**Records excerpted from a collection**.
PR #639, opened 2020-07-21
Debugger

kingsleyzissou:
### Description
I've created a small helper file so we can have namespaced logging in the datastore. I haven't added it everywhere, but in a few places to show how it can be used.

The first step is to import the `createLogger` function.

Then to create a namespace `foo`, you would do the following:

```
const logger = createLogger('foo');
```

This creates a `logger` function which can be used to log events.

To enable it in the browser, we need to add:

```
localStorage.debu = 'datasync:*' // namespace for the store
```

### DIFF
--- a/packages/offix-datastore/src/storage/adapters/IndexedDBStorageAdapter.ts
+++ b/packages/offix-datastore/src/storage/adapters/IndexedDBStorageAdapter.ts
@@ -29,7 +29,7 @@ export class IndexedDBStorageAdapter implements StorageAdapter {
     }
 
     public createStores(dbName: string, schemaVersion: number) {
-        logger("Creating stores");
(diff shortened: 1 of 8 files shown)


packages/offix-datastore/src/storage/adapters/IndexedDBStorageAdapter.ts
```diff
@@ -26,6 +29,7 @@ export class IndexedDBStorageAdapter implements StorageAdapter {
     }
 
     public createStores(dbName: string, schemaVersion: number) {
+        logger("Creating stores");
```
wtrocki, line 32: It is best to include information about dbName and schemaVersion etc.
* * *
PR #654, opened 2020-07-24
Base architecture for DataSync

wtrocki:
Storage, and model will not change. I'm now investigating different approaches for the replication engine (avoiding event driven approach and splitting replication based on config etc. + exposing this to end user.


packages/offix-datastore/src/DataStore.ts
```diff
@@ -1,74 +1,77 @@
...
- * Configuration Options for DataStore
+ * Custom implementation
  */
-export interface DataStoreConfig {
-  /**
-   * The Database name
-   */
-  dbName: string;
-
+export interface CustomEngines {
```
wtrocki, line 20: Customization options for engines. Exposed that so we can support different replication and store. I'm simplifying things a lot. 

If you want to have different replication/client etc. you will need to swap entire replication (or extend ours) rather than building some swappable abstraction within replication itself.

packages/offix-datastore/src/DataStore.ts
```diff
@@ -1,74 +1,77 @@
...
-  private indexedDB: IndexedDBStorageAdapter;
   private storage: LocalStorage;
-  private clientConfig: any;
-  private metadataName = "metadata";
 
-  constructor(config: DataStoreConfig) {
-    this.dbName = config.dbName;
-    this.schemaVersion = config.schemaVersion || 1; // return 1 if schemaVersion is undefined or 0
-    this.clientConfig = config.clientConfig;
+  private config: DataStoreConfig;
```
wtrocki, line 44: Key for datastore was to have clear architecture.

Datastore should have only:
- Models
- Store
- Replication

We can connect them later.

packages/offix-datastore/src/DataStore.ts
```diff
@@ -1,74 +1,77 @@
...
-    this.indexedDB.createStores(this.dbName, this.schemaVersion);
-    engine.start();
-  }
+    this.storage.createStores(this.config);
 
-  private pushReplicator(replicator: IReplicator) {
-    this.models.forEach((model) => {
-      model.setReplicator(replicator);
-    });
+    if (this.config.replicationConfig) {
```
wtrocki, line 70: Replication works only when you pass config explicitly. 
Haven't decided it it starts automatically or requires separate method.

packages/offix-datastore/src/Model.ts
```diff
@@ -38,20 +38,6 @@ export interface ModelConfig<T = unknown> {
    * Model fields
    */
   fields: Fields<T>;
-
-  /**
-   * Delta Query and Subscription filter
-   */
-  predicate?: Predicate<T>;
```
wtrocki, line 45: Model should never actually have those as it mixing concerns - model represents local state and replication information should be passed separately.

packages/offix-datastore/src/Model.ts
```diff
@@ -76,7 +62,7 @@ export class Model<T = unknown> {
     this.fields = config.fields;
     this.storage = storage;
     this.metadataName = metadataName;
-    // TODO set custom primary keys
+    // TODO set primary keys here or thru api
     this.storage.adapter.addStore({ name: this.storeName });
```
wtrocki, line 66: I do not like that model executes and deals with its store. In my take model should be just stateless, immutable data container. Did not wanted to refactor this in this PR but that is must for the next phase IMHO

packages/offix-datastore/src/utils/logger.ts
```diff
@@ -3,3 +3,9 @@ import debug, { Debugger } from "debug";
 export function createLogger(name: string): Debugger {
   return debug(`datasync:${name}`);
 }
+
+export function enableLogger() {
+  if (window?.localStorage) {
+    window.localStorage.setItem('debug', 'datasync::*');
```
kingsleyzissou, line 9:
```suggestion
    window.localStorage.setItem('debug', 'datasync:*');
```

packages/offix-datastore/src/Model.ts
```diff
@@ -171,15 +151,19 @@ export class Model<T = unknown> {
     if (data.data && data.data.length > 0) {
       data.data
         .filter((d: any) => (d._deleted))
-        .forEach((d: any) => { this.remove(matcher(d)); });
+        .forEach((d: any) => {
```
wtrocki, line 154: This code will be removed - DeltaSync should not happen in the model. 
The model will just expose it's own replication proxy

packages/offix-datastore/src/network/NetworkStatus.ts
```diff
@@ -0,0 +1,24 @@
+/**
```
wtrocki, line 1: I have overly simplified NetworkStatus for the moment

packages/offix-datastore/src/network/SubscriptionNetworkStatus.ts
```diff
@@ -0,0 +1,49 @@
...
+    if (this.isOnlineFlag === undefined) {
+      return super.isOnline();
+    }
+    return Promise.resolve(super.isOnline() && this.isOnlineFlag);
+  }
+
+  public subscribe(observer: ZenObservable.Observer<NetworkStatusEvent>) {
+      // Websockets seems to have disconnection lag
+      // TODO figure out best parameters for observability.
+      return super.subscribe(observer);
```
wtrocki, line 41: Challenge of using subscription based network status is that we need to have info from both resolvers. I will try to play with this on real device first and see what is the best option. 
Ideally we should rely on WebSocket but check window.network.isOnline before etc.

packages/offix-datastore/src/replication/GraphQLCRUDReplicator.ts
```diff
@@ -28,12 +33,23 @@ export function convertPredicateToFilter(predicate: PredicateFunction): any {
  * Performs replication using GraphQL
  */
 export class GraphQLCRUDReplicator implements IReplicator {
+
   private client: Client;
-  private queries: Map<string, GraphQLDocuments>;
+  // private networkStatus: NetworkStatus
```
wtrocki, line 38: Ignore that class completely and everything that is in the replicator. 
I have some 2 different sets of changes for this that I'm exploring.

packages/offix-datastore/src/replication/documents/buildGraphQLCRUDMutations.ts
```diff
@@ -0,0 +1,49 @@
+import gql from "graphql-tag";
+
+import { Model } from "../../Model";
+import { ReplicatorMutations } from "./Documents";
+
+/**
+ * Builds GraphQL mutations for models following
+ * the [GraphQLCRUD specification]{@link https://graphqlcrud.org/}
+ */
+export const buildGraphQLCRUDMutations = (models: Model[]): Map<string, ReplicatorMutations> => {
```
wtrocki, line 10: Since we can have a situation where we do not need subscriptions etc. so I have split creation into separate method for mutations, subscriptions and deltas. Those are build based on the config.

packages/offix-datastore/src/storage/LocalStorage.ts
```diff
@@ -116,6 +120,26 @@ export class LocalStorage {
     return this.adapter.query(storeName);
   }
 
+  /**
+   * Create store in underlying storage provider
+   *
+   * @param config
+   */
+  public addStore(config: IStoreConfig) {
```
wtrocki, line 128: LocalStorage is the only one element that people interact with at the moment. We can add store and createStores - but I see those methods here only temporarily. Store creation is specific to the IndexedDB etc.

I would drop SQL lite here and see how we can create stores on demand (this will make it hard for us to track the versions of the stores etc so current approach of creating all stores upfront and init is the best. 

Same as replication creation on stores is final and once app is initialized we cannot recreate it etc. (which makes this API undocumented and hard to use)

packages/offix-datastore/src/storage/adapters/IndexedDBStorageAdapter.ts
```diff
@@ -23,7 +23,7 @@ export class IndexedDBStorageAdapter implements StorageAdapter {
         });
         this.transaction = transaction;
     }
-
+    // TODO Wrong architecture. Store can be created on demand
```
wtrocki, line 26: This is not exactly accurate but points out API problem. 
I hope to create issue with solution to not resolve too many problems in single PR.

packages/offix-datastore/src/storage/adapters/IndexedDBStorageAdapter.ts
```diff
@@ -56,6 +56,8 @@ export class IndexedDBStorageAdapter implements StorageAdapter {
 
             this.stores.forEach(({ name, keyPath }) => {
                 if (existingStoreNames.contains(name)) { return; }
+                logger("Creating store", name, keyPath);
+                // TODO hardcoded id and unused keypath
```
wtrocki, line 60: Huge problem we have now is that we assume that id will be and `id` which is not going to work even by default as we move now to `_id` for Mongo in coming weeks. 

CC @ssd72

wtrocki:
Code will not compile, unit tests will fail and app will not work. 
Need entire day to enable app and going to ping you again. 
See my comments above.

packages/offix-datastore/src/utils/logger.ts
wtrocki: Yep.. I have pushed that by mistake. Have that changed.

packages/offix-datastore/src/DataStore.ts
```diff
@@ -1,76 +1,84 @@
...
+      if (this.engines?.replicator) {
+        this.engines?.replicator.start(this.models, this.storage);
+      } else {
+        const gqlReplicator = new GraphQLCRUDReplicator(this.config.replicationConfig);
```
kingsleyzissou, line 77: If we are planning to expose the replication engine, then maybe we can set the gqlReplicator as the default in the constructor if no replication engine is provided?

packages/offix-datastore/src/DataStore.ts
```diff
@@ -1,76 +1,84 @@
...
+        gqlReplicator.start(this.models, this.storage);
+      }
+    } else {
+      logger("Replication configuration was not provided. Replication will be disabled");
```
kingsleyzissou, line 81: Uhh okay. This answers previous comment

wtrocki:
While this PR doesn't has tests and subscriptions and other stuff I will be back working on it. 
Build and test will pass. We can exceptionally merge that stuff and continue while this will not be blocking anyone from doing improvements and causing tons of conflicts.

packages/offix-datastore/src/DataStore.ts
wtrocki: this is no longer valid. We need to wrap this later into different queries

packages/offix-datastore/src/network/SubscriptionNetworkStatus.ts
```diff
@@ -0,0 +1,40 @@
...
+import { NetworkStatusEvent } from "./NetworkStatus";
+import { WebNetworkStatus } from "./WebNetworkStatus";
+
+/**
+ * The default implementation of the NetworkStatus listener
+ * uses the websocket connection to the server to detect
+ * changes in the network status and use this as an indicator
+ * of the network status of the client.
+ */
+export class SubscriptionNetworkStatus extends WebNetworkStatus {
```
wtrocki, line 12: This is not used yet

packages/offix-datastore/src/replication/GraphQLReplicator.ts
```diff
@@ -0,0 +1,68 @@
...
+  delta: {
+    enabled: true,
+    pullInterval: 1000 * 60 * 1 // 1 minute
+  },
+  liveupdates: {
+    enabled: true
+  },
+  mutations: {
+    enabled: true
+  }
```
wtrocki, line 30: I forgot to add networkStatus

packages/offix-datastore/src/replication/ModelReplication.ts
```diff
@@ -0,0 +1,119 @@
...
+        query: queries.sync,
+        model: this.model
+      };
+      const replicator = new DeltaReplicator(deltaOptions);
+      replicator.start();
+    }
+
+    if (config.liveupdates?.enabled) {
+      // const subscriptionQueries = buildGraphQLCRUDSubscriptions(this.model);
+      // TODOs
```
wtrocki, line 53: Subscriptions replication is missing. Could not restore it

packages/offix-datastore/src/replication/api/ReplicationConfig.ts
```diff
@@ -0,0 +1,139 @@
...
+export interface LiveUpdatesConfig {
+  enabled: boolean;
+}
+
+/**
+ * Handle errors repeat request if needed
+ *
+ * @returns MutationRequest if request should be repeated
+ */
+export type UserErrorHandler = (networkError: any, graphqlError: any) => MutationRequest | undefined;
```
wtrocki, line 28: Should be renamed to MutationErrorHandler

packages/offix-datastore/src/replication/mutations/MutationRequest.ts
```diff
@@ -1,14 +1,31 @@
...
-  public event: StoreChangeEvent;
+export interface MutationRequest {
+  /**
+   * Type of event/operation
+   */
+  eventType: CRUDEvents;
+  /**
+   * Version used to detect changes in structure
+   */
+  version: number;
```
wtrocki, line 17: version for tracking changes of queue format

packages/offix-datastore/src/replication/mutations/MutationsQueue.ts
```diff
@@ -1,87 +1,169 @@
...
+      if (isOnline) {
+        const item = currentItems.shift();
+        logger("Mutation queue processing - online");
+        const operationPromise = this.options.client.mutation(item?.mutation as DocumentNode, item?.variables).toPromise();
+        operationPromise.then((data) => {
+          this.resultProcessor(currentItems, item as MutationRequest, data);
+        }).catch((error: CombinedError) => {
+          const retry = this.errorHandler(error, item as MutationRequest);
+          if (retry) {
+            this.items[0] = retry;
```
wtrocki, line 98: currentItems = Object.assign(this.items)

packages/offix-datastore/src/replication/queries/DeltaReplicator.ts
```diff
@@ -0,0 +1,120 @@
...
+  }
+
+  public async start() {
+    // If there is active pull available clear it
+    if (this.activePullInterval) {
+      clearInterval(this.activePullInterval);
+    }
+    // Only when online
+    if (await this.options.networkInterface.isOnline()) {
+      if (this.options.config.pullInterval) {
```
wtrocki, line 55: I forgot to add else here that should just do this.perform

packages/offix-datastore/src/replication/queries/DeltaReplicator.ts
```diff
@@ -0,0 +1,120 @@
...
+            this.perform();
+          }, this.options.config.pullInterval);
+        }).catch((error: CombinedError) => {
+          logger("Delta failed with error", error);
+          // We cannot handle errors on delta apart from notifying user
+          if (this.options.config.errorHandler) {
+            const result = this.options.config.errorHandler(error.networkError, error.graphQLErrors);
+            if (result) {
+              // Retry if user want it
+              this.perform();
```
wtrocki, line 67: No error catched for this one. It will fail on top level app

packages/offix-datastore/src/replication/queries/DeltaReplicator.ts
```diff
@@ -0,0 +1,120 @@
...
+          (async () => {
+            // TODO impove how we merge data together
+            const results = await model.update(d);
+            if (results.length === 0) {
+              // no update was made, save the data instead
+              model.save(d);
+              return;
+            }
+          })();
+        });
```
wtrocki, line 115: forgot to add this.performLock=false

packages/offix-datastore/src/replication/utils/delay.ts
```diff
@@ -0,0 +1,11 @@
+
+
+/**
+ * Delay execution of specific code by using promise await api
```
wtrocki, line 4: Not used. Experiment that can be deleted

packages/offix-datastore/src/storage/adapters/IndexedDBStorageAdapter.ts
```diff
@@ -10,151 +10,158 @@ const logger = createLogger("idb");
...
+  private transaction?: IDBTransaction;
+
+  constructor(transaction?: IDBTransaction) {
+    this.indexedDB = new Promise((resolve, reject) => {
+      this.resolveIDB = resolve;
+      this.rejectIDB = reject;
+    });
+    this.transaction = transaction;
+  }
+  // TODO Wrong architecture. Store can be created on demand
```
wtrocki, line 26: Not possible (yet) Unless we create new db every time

**TASK DIRECTIONS**. Where a line of the entries above holds the word "keys", return that line.

**SOLVED PROBLEM**.
-    // TODO set custom primary keys
+    // TODO set primary keys here or thru api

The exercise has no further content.